> _Work required_
Give only the number of lines below that contain the word "module".

[[ Records supplied open ]]

PR #597, opened 2022-04-04
ESM instead of CommonJs

ikmrgrv:
Modified the CommonJs style export of `config.js` to the ESM style export.

Vite is all about advancement of tools. Why not reflect it in documents, by using ESM instead of CommonJs.


WebMechanic:
I believe this is where the voyage goes like with the rest of the Vueniverse:
```js
// .vitepress/config.js
import {defineConfig} from 'vitepress'
export default defineConfig({ ... });
```

yyx990803:
We actually ship `defineConfig` and `defineConfigWithTheme` now, both with full type support, which we should document at some point.

Issue #593, opened 2022-04-01
export to pdf 


laoshaw:
### Is your feature request related to a problem? Please describe.

not really

### Describe the solution you'd like

a plugin or built-in feature of vitepress that I can export the document to PDF, to annotate offline

### Validations

- [X] Follow our [Code of Conduct](https://vuejs.org/about/coc.html)
- [X] Read the [docs](https://vitepress.vuejs.org).
- [X] Read the [Contributing Guidelines](https://github.com/vuejs/vitepress/blob/main/.github/contributing.md).
- [X] Check that there isn't already an issue that asks for the same feature to avoid creating a duplicate.

kiaking:
I think this is too heavy feature to be built in to the core. Having such an 3rd party lib might be really cool though 👍

posva:
You can also use a browser extension: https://chrome.google.com/webstore/detail/save-as-pdf/kpdjmbiefanbdgnkcikhllpmjnnllbbc

yadunandanbhat:
> I think this is too heavy feature to be built in to the core. Having such an 3rd party lib might be really cool though 👍

There is! See [markdown-pdf](https://github.com/alanshaw/markdown-pdf/), But it might be a hassle integrating it.

ourongxing:
try to use https://github.com/busiyiworld/web-printer/tree/main/packages/vitepress

condorheroblog:
you can use this https://github.com/condorheroblog/vitepress-export-pdf

Born specifically for `VitePress`, convert your desired web page into a PDF.

![](https://github.com/vuejs/vitepress/assets/47056890/d12e2ef4-2372-4854-9cdd-b61ceea5b5d7)

PR #612, opened 2022-04-25
feat: export page to pdf

kecrily:
Use [`window.print`](https://developer.mozilla.org/en-US/docs/Web/API/Window/print) and `@media print`. No external libraries were imported.

image

close https://github.com/vuejs/vitepress/issues/593


kiaking:
I think having css for Print style is nice! But adding button might be too much 🤔

kecrily:
Ok. I will create a PR that only includes print style

brc-dd:
Closing this in favor of #755

PR #615, opened 2022-04-26
feat: use faster git timestamp implementation if possible

Brooooooklyn:
Decrease the `docs-build-only` time from `1.6s` to `1.42s`.

### DIFF
--- a/docs/.vitepress/config.ts
+++ b/docs/.vitepress/config.ts
@@ -70,6 +70,10 @@ function getGuideSidebar() {
         {
           text: 'Differences from Vuepress',
           link: '/guide/differences-from-vuepress'
+        },
+        {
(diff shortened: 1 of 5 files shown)


yyx990803:
Tested on my M1 mac and the difference seems to be less noticeable (1.59s vs 1.55s)
In the meanwhile this pulls in an extra 2.4mb of install weight (also a dep that can't be pre-packaged)

Maybe it should be a plugin that can be separately installed 🤔

Brooooooklyn:
@yyx990803 moved into `peerDependencies` and added some documentation about how to use it.

kiaking:
Closing for now. I think the time difference is too small to add in extra complecity 👀

PR #619, opened 2022-05-06
docs: fix missed argument in snippet section

codecalm:
In docs should be:

```
<<< @/snippets/snippet-with-region.js#snippet{1}
```

instead of:

```
<<< @/snippets/snippet-with-region.js{1}
```


kiaking:
Looks like this is fixed in the latest doc 👍  Thanks for the PR!

PR #625, opened 2022-05-18
fix: remove `configureServer()` hack and use Vite 3 instead

brillout:
This PR removes a hack that was needed to inject the Vitepress middleware. After we merge https://github.com/vitejs/vite/pull/8217 we won't need that hack anymore.

This is a draft to show how to make Vitepress work with https://github.com/vitejs/vite/pull/8217.

We can merge this PR after merging https://github.com/vitejs/vite/pull/8217.


brillout:
This PR doesn't work for URLs ending with `.html`.

I'm closing this since the updated PR doesn't need any Vitepress changes anymore.

PR #639, opened 2022-05-22
fix(theme): header blur incomplete

kecrily:
The `content` class doesn't occupy 100% of the width, so the header's blur is not complete and appears abrupt.

### DIFF
--- a/src/client/theme-default/components/VPNav.vue
+++ b/src/client/theme-default/components/VPNav.vue
@@ -28,6 +28,7 @@ provide('close-screen', closeScreen)
 @media (min-width: 960px) {
   .VPNav {
     position: fixed;
+    backdrop-filter: saturate(50%) blur(8px);
   }
 }
 </style>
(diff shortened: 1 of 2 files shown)


kiaking:
Thanks for the PR! Yap we need this, but we need a bit more. When sidebar is open, this gives extra blur on top left 😓 

Screen Shot 2022-05-23 at 9 52 46

We need a way to crop this blue? Do you think you can tackle this issue? 👀

kiaking:
Maybe we could switch the element having blur by checking `has-sidebar`.

```ts
// in header
import { useSidebar } from 'vitepress'

const { hasSidebar } = useSidebar()
```

<template>
 <div :class="{ 'has-sidebar': hasSidebar }>
</template>

kecrily:
It should be fine now.

kiaking (approved):
Thanks a lot! I've styled the code format just a bit, but this is working like a charm 👍

PR #642, opened 2022-05-23
fix(locale): use site lang as lastUpdated locales

RainKolwa:
The last updated time string is hard coded as "en-US", it would be better if using site config `lang`.


kiaking:
Done in `main` branch 👍

PR #644, opened 2022-05-23
perf(a11y): add aria-checked attribute to switch

kecrily:
Use the dark switch provided by vueuse and add the aria-checked attribute to the switch


kiaking:
Thanks for the pr!

@yyx990803 Do you remember why we stop using Vueuse for Dark mode control? I remember initially, we're using Vueuse dark mode feature, and then we swtiched to creating the original one in Vue.js website.

Was it due to trying to reduce dependencies? If so, we're already using Vueuse for `useMediaQuery` so maybe we could reuse Vueuse for the dark theme as well? 🤔

kiaking:
@kecrily OK, let's not use vueuse for now. We can simply apply the aria label with current `useAppearance` function. Would you mind updating the code 👀

kiaking:
@kecrily OK, let's not use vueuse for now. We can simply apply the aria label with current `useAppearance` function. Would you mind updating the code 👀

kiaking (changes requested):
This will fail on Build 😢 Because `window` and `localStorage` will be undefined during the build time. We need to do a bit more complicated stuff here.

Issue #473, opened 2021-12-17
Copy to clipboard button in code snippets


jd-solanki:
### Is your feature request related to a problem? Please describe.

It will be great to add copy to clipboard button in code snippets for longer code snippets where dragging requires window scroll

### Describe the solution you'd like

Add copy to clipboard button in default theme

### Describe alternatives you've considered

None

### Validations

- [X] Follow our [Code of Conduct](https://vuejs.org/coc)
- [X] Read the [docs](https://vitepress.vuejs.org/).
- [X] Read the [Contributing Guidelines](https://github.com/vuejs/vitepress/blob/master/.github/contributing.md).
- [X] Check that there isn't already an issue that reports the same bug to avoid creating a duplicate.

brc-dd:
Any proposal for the UI? Because currently the top-right of a code block shows language.

WebMechanic:
This is available as a [plugin for Prism](https://prismjs.com/download.html#themes=prism-funky&languages=markup+css+clike+javascript) (need to scroll down the page), but it's unclear to me how they could be added to the configuration inside VitePress. 

I'd also love to have this feature and potentially use other Prism plugins.

rogier-stegeman:
Would love this feature!

> Any proposal for the UI? Because currently the top-right of a code block shows language.

How about moving the language to the bottom right? See any page on the [Vuetify docs](https://vuetifyjs.com/en/features/accessibility/) for an example.
Copy button could also fade in on hover like it does on GitHub.

WebMechanic:
> How about moving the language to the bottom right? 

I put this in my custom theme stylesheet:
```css
div[class*="language-"]::before {
  top: initial; /* or unset */
  bottom: .6em;
}
```

kiaking:
This is cool idea and we should do it! Although, I think this can be done after 1.0.0 release as a feature addition, so probably I'll not be working on with this anytime soon.

If someone wants to jump in, that's super welcome!

WebMechanic:
I don't believe the single "copy" feature should be a built into Vitepress.
Rather allow for a simple integration of **other (official) Prism plugins** so ppl can add whatever they want and place it wherever they want in their code blocks. Maybe even make use of Prism's themes.
https://prismjs.com/plugins/

brc-dd:
@WebMechanic We won't be using prism anymore from the next release. #627

WebMechanic:
@brc-dd ok. Thanks for the heads up.

[...]

PR #658, opened 2022-05-25
feat: add copy code element (#473)

brc-dd:
fixes: #473

### DIFF
--- a/src/client/theme-default/components/VPDoc.vue
+++ b/src/client/theme-default/components/VPDoc.vue
@@ -1,6 +1,7 @@
 <script setup lang="ts">
 import { computed } from 'vue'
 import { useData } from 'vitepress'
+import { useCopyCode } from '../composables/copy-code'
 import { useSidebar } from '../composables/sidebar'
 import VPDocAside from './VPDocAside.vue'
 import VPDocFooter from './VPDocFooter.vue'
@@ -11,6 +12,8 @@ const { hasSidebar } = useSidebar()
 const pageName = computed(() => {
   return page.value.relativePath.slice(0, page.value.relativePath.indexOf('/'))
 })
+
+useCopyCode()
 </script>
 
 <template>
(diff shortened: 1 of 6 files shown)


src/client/theme-default/components/VPDoc.vue
```diff
@@ -11,6 +12,8 @@ const { hasSidebar } = useSidebar()
 const pageName = computed(() => {
   return page.value.relativePath.slice(0, page.value.relativePath.indexOf('/'))
 })
+
+useCopyCode()
```
kiaking, line 16: Maybe we should use this in `VPContent` instead? Because people can use `layout: page` and still have code block 👀

kiaking (commented):
Niiiiice! This looking slick man! Awesome 🎉 

I made one comment. After resolving that, I'll modify styles just a bit to make it fit my obsession, but definetly going to merge this one 👍

src/client/theme-default/components/VPDoc.vue
brc-dd: @kiaking All of our styles regarding code blocks need parent to have `vp-doc` class (all references to `[class*='language-']` are present only inside `vp-doc.css` file). When `layout: page` is set, we only have syntax highlighting, no other thing like language descriptor at the top or that curved-rectangular container is there.

But since `useCopyCode` just adds the event handlers not the styles, there isn't any issue in adding it to `VPContent` itself. Developers will need to add content to `span.copy` in order to interact with the element and copy in page layouts.

kiaking: Ahhh good point. I did miss out one that part 😅 

But thanks! I think your call of moving the code to `VPContent` still make sense, where the purpose of `layout: page` is to provide same markdown pasring feature, but without styles 👍

As you mentioned, users can define their own styles for this button inside page layout.

kiaking (approved):

PR #659, opened 2022-05-26
feat: migrate to ESM

antfu:
This shouldn't have much impact on the user side as Vitepress is mostly a CLI tool

## Changes

- `"type": "module"` and now `.js` are all ESM
- Use `rollup-plugin-dts` instead of api-extractor for simplity
- Use `picocolors`, `fast-glob` and `prompts` to align with vite


src/client/tsconfig.json
```diff
@@ -1,10 +1,12 @@
 {
-  "extends": "../tsconfig.json",
+  "extends": "../../tsconfig.json",
   "compilerOptions": {
     "baseUrl": ".",
     "outDir": "../../dist/client",
     "target": "esnext",
     "module": "esnext",
+    "declaration": true,
+    "declarationDir": "../../dist/client-types",
```
kiaking, line 9: This should be `client` instead of `client-types`?

```suggestion
    "declarationDir": "../../dist/client",
```

kiaking: Wait not really, we need `client-types` in rollup config... However, this raises

```
[!] (plugin cleanup) Error: ENOENT: no such file or directory, stat '/Users/kia/Code/vitepress-next/dist/client-types'
```

When running `pnpm run docs`.

kiaking: OK this is happening because on `dev` command, client build executes, and then node build (rollup) executes in parallel and `client-types` folder gets deleted becaue of `cleanup` hook in rollup config. So we should first check for the folder existense and then perform delete on the folder I guess.

So maybe we just do this?

```ts
// rollup.config.ts
plugins: [
  dts(),
  {
    name: 'cleanup',
    async closeBundle() {
      try {
        await fs.rm(r('dist/client-types'), { recursive: true })
      } catch {}
    }
  }
]
```

kiaking:
@antfu Currently, because we only have es build, the consumer of VitePress have to define `"type": "module"`.

Maybe we need `cjs` build as well? Since if someone is building none type module lib and if they want to create docs with VitePress, are they doomed? 🤔

kiaking:
I think I'll add cjs support. Tested locally with Vite and it will work with/without `"type": "module"`.

kiaking:
Opened PR that targets this PR at #666.

kiaking (approved):

patak-dev:
This is awesome! Related https://github.com/vitejs/vite/pull/8348#issuecomment-1138724151. I think we should be able to test VitePress with the new ESM SSR build after this PR is merged.

kiaking:
Cool 👀 I'm resolving conflict now and will merge it soon 👍

Issue #521, opened 2022-02-07
Vitepress's own docs have hydration mismatch


JessicaSachs:
### Describe the bug

When working on fakerjs's Vitepress docs we noticed that all content entered after the last header on a page would be removed.

We opened up the console and saw there was a hydration mismatch. At first, we thought the issue was that we were using a `[[toc]]` element at the top of our document https://github.com/vuejs/vitepress/issues/388 but that was not the case.

After we removed the TOC, there was no change and all content after the last `### tag` header would still be removed when refreshing the page.

### Reproduction

Visit https://vitepress.vuejs.org/guide/markdown.html#advanced-configuration and see that all content underneath the "Advanced Configuration" header does not exist.

### Expected behavior

All content should render with no hydration mismatch.

### System Info

```shell
System:
    OS: macOS 11.4
    CPU: (16) x64 Intel(R) Core(TM) i9-9880H CPU @ 2.30GHz
    Memory: 393.57 MB / 32.00 GB
    Shell: 5.8 - /bin/zsh
  Binaries:
    Node: 14.17.0 - ~/.nvm/versions/node/v14.17.0/bin/node
    Yarn: 1.22.10 - /usr/local/bin/yarn
    npm: 6.14.13 - ~/.nvm/versions/node/v14.17.0/bin/npm
  Browsers:
    Chrome Canary: 100.0.4868.0
    Firefox: 95.0
    Safari: 14.1.1
  npmPackages:
    vitepress: ^0.21.6 => 0.21.6
```

### Validations

- [X] Follow our [Code of Conduct](https://vuejs.org/coc)
- [X] Read the [docs](https://vitepress.vuejs.org/).
- [X] Check that there isn't already an issue that reports the same bug to avoid creating a duplicate.

brc-dd:
> After we removed the TOC, there was no change and all content after the last ### tag header would still be removed when refreshing the page.

Any reproduction for this particularly? For me, if I'm commenting out `[[toc]]` in the docs, the advanced configuration section is appearing properly in production.

I suspect that there might be some other component in your file that is causing hydration mismatch.

kiaking:
Maybe fixed by #521. It can't be reproduced now. I'll close this issue in a week or so if don't get any additional feedback 👍

kiaking:
Closing the issue since it seems like we don't have this problem now 👍

Issue #201, opened 2021-01-05
Direct link to page showing duplicated sections in the content


patak-dev:
Starting from https://vitepress.vuejs.org, you can navigate to the `Markdown Extensions` section and it properly works:

![image](https://user-images.githubusercontent.com/583075/103703486-e67cbf80-4fa7-11eb-96f7-74a2159490d1.png)

But reloading the page, or directly visiting https://vitepress.vuejs.org/guide/markdown.html is showing duplicated content:

![image](https://user-images.githubusercontent.com/583075/103703407-ccdb7800-4fa7-11eb-9f39-ca3c3dfc6c4c.png)

kiaking:
Oh yeah... hmmm... we must look into this. We're getting `Hydration completed but contains mismatches.` error in the console. I can only find this error in https://vitepress.vuejs.org/guide/markdown.html so markdown example should be the one causing it...? Need to to investigation.

sampullman:
I'm not sure if it's the exact same problem, but I get weird issues using `[[toc]]` where some sections are moved around or removed entirely. Similarly, it only happens when I refresh or visit directly, and only in the final build (not when served from `vitepress dev docs`

sampullman:
You can see this behavior in the Vitepress docs as well: https://vitepress.vuejs.org/guide/markdown.html#table-of-contents

When that page is loaded directly you get the "hydration mismatch" error (and the TOC is missing), but loading another page and navigating to the markdown section works fine.

stefandesu:
I have this problem as well. All pages that contain JavaScript show "Hydration completed but contains mismatches." when loaded directly. For example: https://gbv.github.io/jskos-vue/dev/components/ItemDetails.html

Interestingly, it works when navigating to the page from another site, but not if I simply go back and forth. Only the page that got initially loaded stays broken.

JeremyWuuuuu:
@patak-js Any idea what causes this? Having the same issue of duplicated sections and component lost.

seonglae:
` Hydration completed but contains mismatches.` error occurs when I deployed vitepress to vercel with custom dns

blurgyy:
Building with mpa mode (e.g. `yarn vitepress build --mpa`) seems to solve this issue, as well as mentioned in #388

seonglae:
In my case, mpa mode not working

https://intuiter.seongland.com/

vmihailenco:
`--mpa` helps but it breaks client code that uses JS...

PR #660, opened 2022-05-26
fix: switch to `markdown-it-toc-done-right`

### LINKED ISSUE #388: Adding [[toc]] generates div inside p element and causes a hydration mismatch
### Describe the bug

Adding `[[toc]]` generates `div` inside `p` element and causes a hydration mismatch

### Reproduction

```md

---
title: Testing
---

[[toc]]

## Test 1

test

## Test 2

test

```
this generates:
```html
...
<p>
<div class="table-of-contents"><ul><li><a href="#test-1">Test 1</a></li><li><a href="#test-2">Test 2</a></li></ul></div>
</p>
...
```
and a `div` element cannot be inside a `p` element so it causes a hydration mismatch when directly visiting the page

### Expected behavior

the `div` should not be inside the `p`

### System Info

```shell
System:
    OS: Linux 5.4 Alpine Linux
    CPU: (6) x64 Intel(R) Core(TM) i5-8400 CPU @ 2.80GHz
    Memory: 1.05 GB / 5.80 GB
    Container: Yes
    Shell: 1.32.1 - /bin/ash
  Binaries:
    Node: 16.8.0 - /usr/local/bin/node
    npm: 7.21.0 - /usr/local/bin/npm
  npmPackages:
    vitepress: ^0.16.1 => 0.16.1
```

### Additional context

_No response_

### Validations

brc-dd:
Fixes #388

Maybe #201 #521 too. Need investigation. Both are no longer reproducible.

### DIFF
--- a/docs/config/app-configs.md
+++ b/docs/config/app-configs.md
@@ -121,8 +121,8 @@ interface MarkdownOptions extends MarkdownIt.Options {
     allowedAttributes?: string[]
   }
 
-  // markdown-it-table-of-contents cplugin options
-  // https://github.com/Oktavilla/markdown-it-table-of-contents
+  // markdown-it-toc-done-right plugin options
+  // https://github.com/nagaozen/markdown-it-toc-done-right
   toc?: any
 
   // Configure the Markdown-it instance to fully customize
--- a/docs/guide/markdown-extensions.md
+++ b/docs/guide/markdown-extensions.md
@@ -403,8 +403,8 @@ module.exports = {
       permalink: anchor.permalink.headerLink()
     },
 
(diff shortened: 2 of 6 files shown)


brc-dd:
What should we keep the default list type in TOC? Ordered or unordered? Currently, VitePress has unordered. This PR changes that to ordered (not explicitly set, that's what toc-done-right has by default). We can change it back to unordered by passing `listType: 'ul'` to toc options.

kiaking:
I think it should be "unordered", cause I think that's more common in general 👍

kiaking (approved):
Awesome! 🚀

Issue #637, opened 2022-05-21
[next] Hide title if logo is specified


sifferhans:
### Is your feature request related to a problem? Please describe.

I want to use a logo for my documentation site, but when I add a logo in the config file, the page title is pushed to the side of the logo. I am using the `next-theme`, which I know isn't finished :)

See the image below.

![image](https://user-images.githubusercontent.com/18753964/169671366-2dc6dfcd-a18f-4cac-abb4-a1abf0d089ae.png)

### Describe the solution you'd like

It would be nice to hide the title in the header if there is a logo specified - or at least have the option to hide it.

### Validations

- [X] Follow our [Code of Conduct](https://vuejs.org/about/coc.html)
- [X] Read the [docs](https://vitepress.vuejs.org).
- [X] Read the [Contributing Guidelines](https://github.com/vuejs/vitepress/blob/main/.github/contributing.md).
- [X] Check that there isn't already an issue that asks for the same feature to avoid creating a duplicate.

kiaking:
We should definitely have this feature 👍

kiaking:
Done!

PR #677, opened 2022-05-28
feat: option to hide title in case of logo

kecrily:
close https://github.com/vuejs/vitepress/issues/637

### DIFF
--- a/types/default-theme.d.ts
+++ b/types/default-theme.d.ts
@@ -8,6 +8,11 @@ export namespace DefaultTheme {
     logo?: string
 
     /**
+     * Custom site title in navbar
+     */
+    siteTitle?: string | false
+
+    /**
      * The nav items.
      */
     nav?: NavItem[]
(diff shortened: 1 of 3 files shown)


types/default-theme.d.ts
```diff
@@ -7,6 +7,11 @@ export namespace DefaultTheme {
      */
     logo?: string
 
+    /**
+     * Hide title when logo is avaiable
+     */
+    hideTitle?: boolean
```
kiaking, line 13: How about we make this `siteTitle?: string | false` and disable when it's `false`. This way, we can let user customize even the text as well.

- When it's `string` - Use it as nav title.
- When it's `false` - Do not display title.
- When iT's `undefined` - use `config.title` as title.

kiaking (commented):
Thanks for the PR! Added a comment. PLease have a look 🙏

kiaking (approved):
Thanks! I've changed condition to not care about `logo` property. `siteTitle` will always act in a same way w/o logo.

PR #680, opened 2022-05-29
fix: menu link don't show active status

kecrily:


kiaking (approved):
Nice! Thank you for the fix 👍

Issue #653, opened 2022-05-25
[next] Scroll to anchor not working on vitepress dev


brc-dd:
### Reproduction

- Clone and checkout `next-theme`.
- Run  `pnpm i && pnpm build && pnpm docs-dev`.
- Head to `http://localhost:3000/guide/markdown-extensions.html#custom-containers` in a new tab.

### Expected behavior

Links having target anchor should scroll to corresponding header.

### Additional context

Works on production build or if the tab has already the site opened, i.e. doesn't work only on dev mode when opening a new tab.

---

OT: Why is there a `ci-docs` script in package.json? It builds the project twice. `docs-build` should be sufficient in CI envs too.

kiaking:
Confirmed, yeah it's not working 🤔 I think this would be low priority since it works on prod env, but would be really nice if we can fix it.

> OT: Why is there a ci-docs script in package.json? It builds the project twice. docs-build should be sufficient in CI envs too.

Thanks! I don't know too. Seems like we're not using it in our GitHub actions but maybe we're using it in external service...? Not sure. I'll check when we setup VitePress alpha website online and if we don't need it, we can delete it.

PR #688, opened 2022-05-30
fix(next): scroll to anchor (#653)

RainKolwa:


brc-dd:
Hi. Thanks for the PR. But can you explain what's being done here? i.e. what was wrong with `nextTick`?

kiaking:
So, what is not working here? Scroll to anchor is working, isn't it? 🤔 Could you discribe what issue you're facing at the moment?

RainKolwa:
This PR fixes #653 .

RainKolwa:
I did some test like:
```js
setTimeout(() => console.log(document.querySelector('#app').innerHTML));
nextTick(() => console.log(document.querySelector('#app').innerHTML));
```
and it turned out that the `nextTick` line just printed empty, whereas `setTimeout` works.

kiaking:
Hmmm, strange. I'm not sure if I like ``setTimeout being used here. Though I don't have any other way of doing it, but... At least is's working on Prod env, I would like to know bit more on why this issue is happening.

PR #702, opened 2022-06-02
feat: support custom content in home layout

antfu:
Since v1, it's not possible to have custom content/components on the home page:

```md
---
layout: home
---

All the following content will be ignored
```

which was quite useful in v0.x to provide additional info on the home page.

This PR brings back the ability, but not so sure if it's a ideal solution

### DIFF
--- a/src/client/theme-default/components/VPHome.vue
+++ b/src/client/theme-default/components/VPHome.vue
@@ -13,13 +13,7 @@ import VPHomeFeatures from './VPHomeFeatures.vue'
     <VPHomeFeatures />
     <slot name="home-features-after" />
 
-    <div class="content">
-      <div class="content-container">
-        <main class="main">
-          <Content class="vp-doc" />
-        </main>
-      </div>
-    </div>
+    <Content />
   </div>
 </template>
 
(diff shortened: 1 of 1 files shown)


src/client/theme-default/components/VPHome.vue
```diff
@@ -12,6 +19,14 @@ import VPHomeFeatures from './VPHomeFeatures.vue'
     <slot name="home-features-before" />
     <VPHomeFeatures />
     <slot name="home-features-after" />
+
+    <div class="content">
+      <div class="content-container">
+        <main class="main">
+          <Content class="vp-doc" :class="pageName" />
```
brc-dd, line 26: We probably don't need this `pageName` feature here. People usually don't have multiple home pages. This was added in docs so that people may customize css for specific page.

kiaking (approved):
Thanks a lot! I've simplified the DOM structure and removed `vp-docs` style for now. Since I think usually when you want to customize Homepage, default styles might be too much to have. And it's easier to opt-in by adding `vp-docs` style than opt-out from it so 👀

Issue #570, opened 2022-03-05
Font normalization makes user font size override in browser impossible


Volker-E:
### Describe the bug

Hey, 
Volker E. from Wikimedia Foundation here. We're gladly using VitePress in our new [Codex](https://github.com/wikimedia/design-codex/) [component demos](https://doc.wikimedia.org/codex/main/). 

Using absolute `px` value units instead of relative CSS value units hinders user setting overrides in browser for font size choice. 
That's one of the [most popular accessibility features](https://medium.com/@vamptvo/pixels-vs-ems-users-do-change-font-size-5cfb20831773).

Original bug is downstream in https://phabricator.wikimedia.org/T303100

### Reproduction

Update font size setting in your browser to a larger font size and browse several pages. With `px` the font size remains the same. 

### Expected behavior

A relative unit (`rem`) should be used instead.

### System Info

```shell
VitePress v0.21.6
```

### Validations

- [X] Follow our [Code of Conduct](https://vuejs.org/about/coc.html)
- [X] Read the [docs](https://vitepress.vuejs.org).
- [X] Check that there isn't already an issue that reports the same bug to avoid creating a duplicate.

PR #703, opened 2022-06-02
perf(a11y): make font size follow user brower settings

kecrily:
<table><tr>

<td width="500px">

## Before:

image

</td>

<td width="500px">

## After:

image

</td></tr></table>

Basically, change the px from `font-size` `line-height` `width` `height` to rem. Then fixed some very obvious problems.
close https://github.com/vuejs/vitepress/issues/570

### DIFF
--- a/src/client/app/components/Debug.vue
+++ b/src/client/app/components/Debug.vue
@@ -27,11 +27,11 @@ watch(open, (value) => {
 .debug {
   box-sizing: border-box;
   position: fixed;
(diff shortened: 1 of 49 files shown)


kiaking:
Thanks! Though I'm planning to do this at my side being a bit more careful. Since I don't know if it's a good idea to change things like border-width 🤔 And if we were to change the `width` of the content with `rem`, I think media queries should also follow that.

[[ Records supplied closed ]]

> _Your solution_
6